==== PROVIDED INFORMATION ====

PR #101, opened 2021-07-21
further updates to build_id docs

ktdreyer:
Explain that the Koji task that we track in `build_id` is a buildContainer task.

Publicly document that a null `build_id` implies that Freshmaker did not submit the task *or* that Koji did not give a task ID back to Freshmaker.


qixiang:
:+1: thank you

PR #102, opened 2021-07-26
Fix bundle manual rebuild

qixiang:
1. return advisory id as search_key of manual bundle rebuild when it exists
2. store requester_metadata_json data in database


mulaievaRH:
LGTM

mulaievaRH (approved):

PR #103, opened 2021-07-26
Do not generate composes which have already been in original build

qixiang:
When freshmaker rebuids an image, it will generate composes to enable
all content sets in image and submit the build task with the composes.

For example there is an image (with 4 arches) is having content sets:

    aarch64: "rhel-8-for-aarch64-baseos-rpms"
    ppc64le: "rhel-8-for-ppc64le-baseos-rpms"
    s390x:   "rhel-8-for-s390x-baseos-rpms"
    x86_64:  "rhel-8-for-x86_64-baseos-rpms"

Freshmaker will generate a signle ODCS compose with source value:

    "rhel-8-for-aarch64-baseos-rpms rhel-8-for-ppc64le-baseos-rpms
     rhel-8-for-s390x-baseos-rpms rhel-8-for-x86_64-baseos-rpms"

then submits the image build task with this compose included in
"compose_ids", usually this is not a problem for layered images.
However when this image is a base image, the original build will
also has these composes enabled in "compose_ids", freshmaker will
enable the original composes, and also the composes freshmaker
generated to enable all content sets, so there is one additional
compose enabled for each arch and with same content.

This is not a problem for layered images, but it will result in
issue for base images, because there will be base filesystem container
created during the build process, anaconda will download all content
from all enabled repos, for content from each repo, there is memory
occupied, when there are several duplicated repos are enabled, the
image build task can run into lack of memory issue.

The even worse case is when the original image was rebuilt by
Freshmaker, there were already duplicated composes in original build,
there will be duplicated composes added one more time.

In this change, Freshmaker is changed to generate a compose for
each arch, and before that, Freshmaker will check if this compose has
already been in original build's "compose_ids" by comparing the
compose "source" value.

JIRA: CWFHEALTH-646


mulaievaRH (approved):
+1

====
==== PROVIDED INFORMATION ====

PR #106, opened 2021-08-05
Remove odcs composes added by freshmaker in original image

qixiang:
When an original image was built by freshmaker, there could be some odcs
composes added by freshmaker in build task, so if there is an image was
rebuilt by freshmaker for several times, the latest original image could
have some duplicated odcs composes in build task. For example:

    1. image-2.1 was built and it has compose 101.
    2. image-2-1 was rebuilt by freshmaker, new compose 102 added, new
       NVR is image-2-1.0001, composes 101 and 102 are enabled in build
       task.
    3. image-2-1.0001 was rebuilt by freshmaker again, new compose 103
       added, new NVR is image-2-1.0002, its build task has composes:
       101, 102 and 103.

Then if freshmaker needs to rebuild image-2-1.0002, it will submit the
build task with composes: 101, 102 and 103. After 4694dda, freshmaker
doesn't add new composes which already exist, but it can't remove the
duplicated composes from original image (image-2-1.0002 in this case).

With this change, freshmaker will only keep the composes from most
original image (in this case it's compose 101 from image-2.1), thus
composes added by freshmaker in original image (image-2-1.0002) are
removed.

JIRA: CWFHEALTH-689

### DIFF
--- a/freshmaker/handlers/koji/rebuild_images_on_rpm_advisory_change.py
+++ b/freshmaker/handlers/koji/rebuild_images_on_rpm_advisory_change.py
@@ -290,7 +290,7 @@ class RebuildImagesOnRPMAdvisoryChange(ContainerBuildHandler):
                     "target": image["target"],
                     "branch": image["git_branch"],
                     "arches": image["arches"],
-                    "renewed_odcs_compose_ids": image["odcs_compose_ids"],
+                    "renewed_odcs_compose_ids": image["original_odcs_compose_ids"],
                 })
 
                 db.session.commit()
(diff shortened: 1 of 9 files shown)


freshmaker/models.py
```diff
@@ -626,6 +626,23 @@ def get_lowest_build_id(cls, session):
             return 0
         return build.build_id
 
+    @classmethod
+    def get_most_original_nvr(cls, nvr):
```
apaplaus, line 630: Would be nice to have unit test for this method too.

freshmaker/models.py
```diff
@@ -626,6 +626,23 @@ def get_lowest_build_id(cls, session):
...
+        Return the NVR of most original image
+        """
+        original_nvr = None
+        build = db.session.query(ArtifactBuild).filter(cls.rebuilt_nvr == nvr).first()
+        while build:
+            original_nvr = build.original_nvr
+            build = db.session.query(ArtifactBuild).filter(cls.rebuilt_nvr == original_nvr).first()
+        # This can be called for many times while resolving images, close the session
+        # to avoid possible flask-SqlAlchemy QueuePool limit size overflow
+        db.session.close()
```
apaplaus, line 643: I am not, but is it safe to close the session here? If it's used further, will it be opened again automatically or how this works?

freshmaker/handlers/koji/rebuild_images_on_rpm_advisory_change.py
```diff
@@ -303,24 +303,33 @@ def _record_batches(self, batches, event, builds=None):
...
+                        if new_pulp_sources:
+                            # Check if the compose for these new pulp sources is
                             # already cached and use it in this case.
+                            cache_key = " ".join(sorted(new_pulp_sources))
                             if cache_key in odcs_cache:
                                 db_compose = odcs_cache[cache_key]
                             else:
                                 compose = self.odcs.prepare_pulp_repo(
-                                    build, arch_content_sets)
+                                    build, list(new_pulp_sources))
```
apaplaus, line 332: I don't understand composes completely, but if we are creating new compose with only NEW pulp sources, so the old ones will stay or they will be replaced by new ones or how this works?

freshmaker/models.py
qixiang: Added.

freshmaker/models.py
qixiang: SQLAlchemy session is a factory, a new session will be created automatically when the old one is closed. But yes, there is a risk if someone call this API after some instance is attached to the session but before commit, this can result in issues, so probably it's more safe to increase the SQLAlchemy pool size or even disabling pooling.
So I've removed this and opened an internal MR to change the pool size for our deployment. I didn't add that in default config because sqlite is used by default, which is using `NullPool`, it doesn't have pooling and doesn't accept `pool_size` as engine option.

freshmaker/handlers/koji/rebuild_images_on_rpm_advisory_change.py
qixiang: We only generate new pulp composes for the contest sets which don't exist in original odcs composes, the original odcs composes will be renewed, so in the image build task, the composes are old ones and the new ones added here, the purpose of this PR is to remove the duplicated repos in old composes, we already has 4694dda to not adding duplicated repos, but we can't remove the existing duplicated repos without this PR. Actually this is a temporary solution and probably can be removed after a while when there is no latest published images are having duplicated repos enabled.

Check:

====

◆ **PROBLEM DETAILS**: Go through the records, tally the lines holding the word "again", and give only the tally.

◆ **TASK ANSWER**: 2